# WCF Chapter II and 1 John 5:7



## Davidius (Nov 12, 2006)

I am currently doing my first study through the WCF, using Hodge's commentary to supplement my reading of the confession itself. In both the first and second chapters I have noticed the citation of 1 John 5:7, I believe from the KJV, which is the following:
_
For there are three that bear record in heaven, the Father, the Word, and the Holy Ghost: and these three are one._

I found this interesting as I had never come across a text that seemed to so plainly teach the doctrine of the Trinity. However, after looking in my ESV bible all I found for verse 7 was:

_ For there are three that testify:_

And then verses 7 and 8 together:

_ For there are three that testify: the Spirit and the water and the blood; and these three agree._

I did a search and found one thread in which this was briefly mentioned but it was not the thread's subject and there was no discussion of this issue specifically. Does anyone know if this was something added at some point in earlier church history, perhaps after the development of the Nicene creed, and then later taken out?


----------



## Jerusalem Blade (Nov 13, 2006)

David,

You are no doubt going to get many responses to your question -- both pro and con the authenticity of this passage -- as it is one of the most hotly disputed texts of the Scripture. I post here a link that has a good take on the issue:

http://www.geocities.com/brandplucked/1John5-7.html

This person, Will Kinney, has a site that defends a number of the King James readings, and I think he does an excellent job of it. This is a part of his site with many articles: http://www.geocities.com/brandplucked/articles.html

There are some learned scholars and apologists (Dr. James White, for one) who very strongly oppose the authenticity of the verse, and others who defend it. On this section of the board "Kaalvenist" and "CalvinandHodges" both do a good job in its defense.

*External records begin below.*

PR #7090, opened 2025-09-07
[auth] multi select feature

a5xwin:
This PR introduces a new multi-select feature that allows users to perform bulk actions like pinning, tagging, and deleting multiple 2FA codes at once. Users can enter the multi-select mode by long-pressing on any code in the main list. This brings a new contextual action bar at the bottom of the screen, which shows a set of six actions (edit, share, qr, pin, add tag, trash) when a single code is selected. For multiple codes, it displays set of three actions (pin, add tag, trash) The bar also displays the icons of selected items..

A new “Add tag” bottom sheet was created, allowing users to add or remove tags from multiple codes simultaneously. It also includes the ability to create new tags as well.

Also, the AppBar background color is now consistent and no longer changes on scroll.


ua741:
@codex review

ua741 (approved):

PR #7130, opened 2025-09-10
[mob][photos] Add text embeddings cache service

laurenspriem:
## Description

Add text embeddings cache service to prevent recomputes for:
- Memories
- Magic cache

## Tests


mobile/apps/photos/lib/db/ml/db.dart
```diff
@@ -1429,6 +1430,50 @@ class MLDataDB with SqlDbBase implements IMLDataDB<int> {
...
+
+    if (results.isNotEmpty) {
+      final blob = results.first[embeddingColumn] as Uint8List;
+      return Float32List.view(blob.buffer).toList();
+    } else {
+      // Clean up old/invalid entries if they exist
+      await db.execute(
+        'DELETE FROM $textEmbeddingsCacheTable WHERE $textQueryColumn = ?',
+        [query],
+      );
```
ua741: Is this needed?

ua741 (approved):

mobile/apps/photos/lib/db/ml/db.dart
laurenspriem: It's to remove old embeddings (i.e. older ml version or 3+ months old). I'm indifferent about removing this or not. We can remove since anyways we don't expect to have a lot of embeddings in this table. On the other hand keeping it is also fine since this will be rarely run (once every 3 months + whenever we update the ml version).

ua741 (approved):

mobile/apps/photos/lib/db/ml/db.dart
laurenspriem: I've changed it to be more readable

It essentially boils down to this: what is the "interpretive grid" through which we make sense of the available data concerning the NT texts, is it the presupposition, based on God's promises, that He would preserve His word forever, or is it the presupposition that a supposedly neutral science can discover evidences that can answer the question -- these two approaches are called presuppositional and evidential.

I would like to illustrate this with a couple of brief quotes from an essay by Dr. Theodore P. Letis, in the book he edited and contributed to, _The Majority Text: Essays And Reviews In The Continuing Debate_. This is from the essay, “In Reply to D.A. Carson’s ‘The King James Version Debate’”. 

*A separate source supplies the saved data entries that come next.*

PR #7260, opened 2025-09-24
Show/hide window when tray icon is clicked

keysmashes:
## Description	

Right now, clicking the tray icon (at least on Linux) does nothing. This is contrary to platform expectations: clicking the tray icon should usually do something.

The most useful action to take is probably to open the app (or close it if it's already open), and that's what this PR does.

Specifically, this opens the window if it's not "visible", else closes it. On my system, this produces the following behaviours:

- if Ente is focused, clicking the icon hides it
- if Ente is not focused but it's visible on another monitor, the icon hides it
- if Ente is not the visible window in a tab, the icon focuses the existing window
- if Ente is on another workspace, the icon hides it (that seems suboptimal...)
- if Ente is hidden, the icon opens a new Ente window

I'm open to suggestions on the exact behaviours here (e.g. it would seem reasonable to only close the app if it's _focused_, not just if it's visible), but there's such a variety of behaviours in existing apps that I don't think there's necessarily a single correct set of behaviours to aim for.

This resolves https://github.com/ente-io/ente/discussions/6777.

## Tests

I've manually tested this on Linux. I'd appreciate testers on Windows and/or macOS.

### DIFF
--- a/desktop/src/main.ts
+++ b/desktop/src/main.ts
@@ -680,6 +680,15 @@ const setupTrayItem = (mainWindow: BrowserWindow) => {
     const tray = new Tray(trayIcon);
     tray.setToolTip("Ente Photos");
     tray.setContextMenu(createTrayContextMenu(mainWindow));
+    if (process.platform === "linux") {
+        tray.on("click", () => {
+            if (mainWindow.isFocused()) {
+                mainWindow.hide();
+            } else {
+                mainWindow.show();
+            }
+        });
+    }
 };
 
 /**


mnvr:
> clicking the tray icon ... does nothing

But it does do something. It might not be doing something under some particular Linux DE, but on other OSes it does open a context menu, that functionality is triggered by the line above the new code that the PR added:

```
    tray.setContextMenu(createTrayContextMenu(mainWindow));
```

and the new code will disable the context menu.

Even in the discussion you linked, the OP was not saying that the left click didn't do anything, they said that the left click did something (open a menu) which they didn't want and as per them should be done as a right click instead of a left click. I don't agree with them, but I don't disagree with them either - I just don't have enough signal from the community to change things from the current behavior (context menu on click).

mnvr:
From the linked discussion:

> That is, a left-click should toggle the app window display (show the app window if it is currently hidden, or hide it if it is currently shown), while a right-click should show the menu (as it is).

We can do this, but only for Linux to avoid breaking the expectations of users on other OSes. If you do wish to do this, please test both the left click (new behaviour) and right click (existing behaviour)

keysmashes:
> Even in the discussion you linked, the OP was not saying that the left click didn't do anything, they said that the left click did something (open a menu)

Oops, I missed that, sorry.

> the new code will disable the context menu

If this is the case, that sounds suboptimal! I hope there is a way to achieve both "on platforms where left-click and right-click are distinguished, left-click opens Ente and right-click opens the context menu" and "on platforms where left-click and right-click are not distinguished, any click opens the context menu" simultaneously.

I've updated the PR to add the click listener exclusively on Linux. I've also changed it so that the window is only closed/hidden if Ente currently has focus. Left-click and right-click both work as intended for me, on Linux using the i3 window manager and i3bar/snixembed for the tray.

Letis begins his interaction with Carson on this note:

If D.A. Carson’s book illustrates nothing else it shows there are two schools of thought. Both schools interpret the data of NT textual criticism and modern translations differently, and both groups fill in the gaps in the data with assumptions which favor their given position. I hope some are beginning to see that this is not an argument between scholarship (the established school represented by Carson) and non-scholarship (the challenging school which has traditionally been treated as non-scholarly and completely uncritical). To the contrary, the best representatives of both schools display genuine scholarship. Why is it, then, that these two schools co-exist on this all-important issue of the very wording of the NT text? And is this a recent or a long-standing debate? It is these questions that we hope to broach—and answer—in this essay.​
Letis ends the essay thus:

Some will fault me for not answering every objection of Carson’s, but it was only our intention to raise the old issue of presuppositions and to underscore the fact that this debate is not one between experts with data and non-experts with dogma, but rather one between experts with the same data, but different dogma—the dogma of [scientific] neutrality versus the dogma of [divine] providence…(pp. 201-204)​
A fuller quote of this essay has been posted in the thread, “What is the authentic New Testament text?”)

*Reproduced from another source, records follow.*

PR #7261, opened 2025-09-24
docs: Clarify which creds to unhide album

cpeel:
## Description

After accessing the hidden album on my Android using my device's passcode, I was confused with which creds to use on the desktop as I assumed they would be the same -- but they're clearly not.

Small update to the docs to clarify which password to use to access hidden album on desktop.


mnvr (approved):
Thank you!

It is written in Matthew 4:4 that the Lord Jesus said, "Man shall not live by bread alone, but by every word that proceedeth out of the mouth of God."

Is it not reasonable to conclude that He would indeed provide that which we needed to live? That is, His *every word?* Does this not indicate such a preservation as the Westminster Confession confesses in 1.8? There is not much dispute that the KJV faithfully renders the Hebrew and Greek of the texts we affirm were preserved, even though some of the words are archaic.

Our "dogma" of preservation is based on nothing else than our Lord's promise. Not a bird falls to the ground out of His sovereign will, nor a hair from our heads. It is not too much to affirm that One so great as He is cannot preserve intact the words of His Book, for His children and the Bride of His Son.

The "dogma" of some is that the science of textual criticism is neutral, and accurate. We do not believe this; we have seen science so-called bent to the prejudices and aims of those who do not believe in His sovereign power and majesty. The word of our God alone is absolutely accurate, and true.

May the Lord guide you in your seeking answers, David.

Steve


----------



## Semper Fidelis (Nov 13, 2006)

Steve,

Thanks for the summary. I don't follow the manuscript debates very often but kind of had a sense of what you just posted but you really brought it together very well.


----------



## VirginiaHuguenot (Nov 13, 2006)

There are a few threads on this subject which may be of interest:

http://www.puritanboard.com/showthread.php?t=5797

http://www.puritanboard.com/showthread.php?t=12414

http://www.puritanboard.com/showthread.php?t=12547

http://www.puritanboard.com/showthread.php?t=15569

http://www.puritanboard.com/showthread.php?t=15938


----------



## NaphtaliPress (Nov 13, 2006)

FYI. 1JO 5:7 was dropped as a proof text in the revised second set of PCUSA scripture proofs first printed in the PCUSA Standards of 1906. The OPC retains this revision.


----------



## Tallen (Nov 13, 2006)

BTW, David, I agree with what JB has written here and would point out also that the doctrine of the Trinity doesn't find itself grounded upon this verse. I am sure you already realize that, but thought it should be brought out here. This is a doctrine developed by the scriptures throughout and is a consistent teaching of the Protestant Christian church.


----------



## Davidius (Nov 13, 2006)

Thanks for all the responses! I have found the material to be very helpful.


----------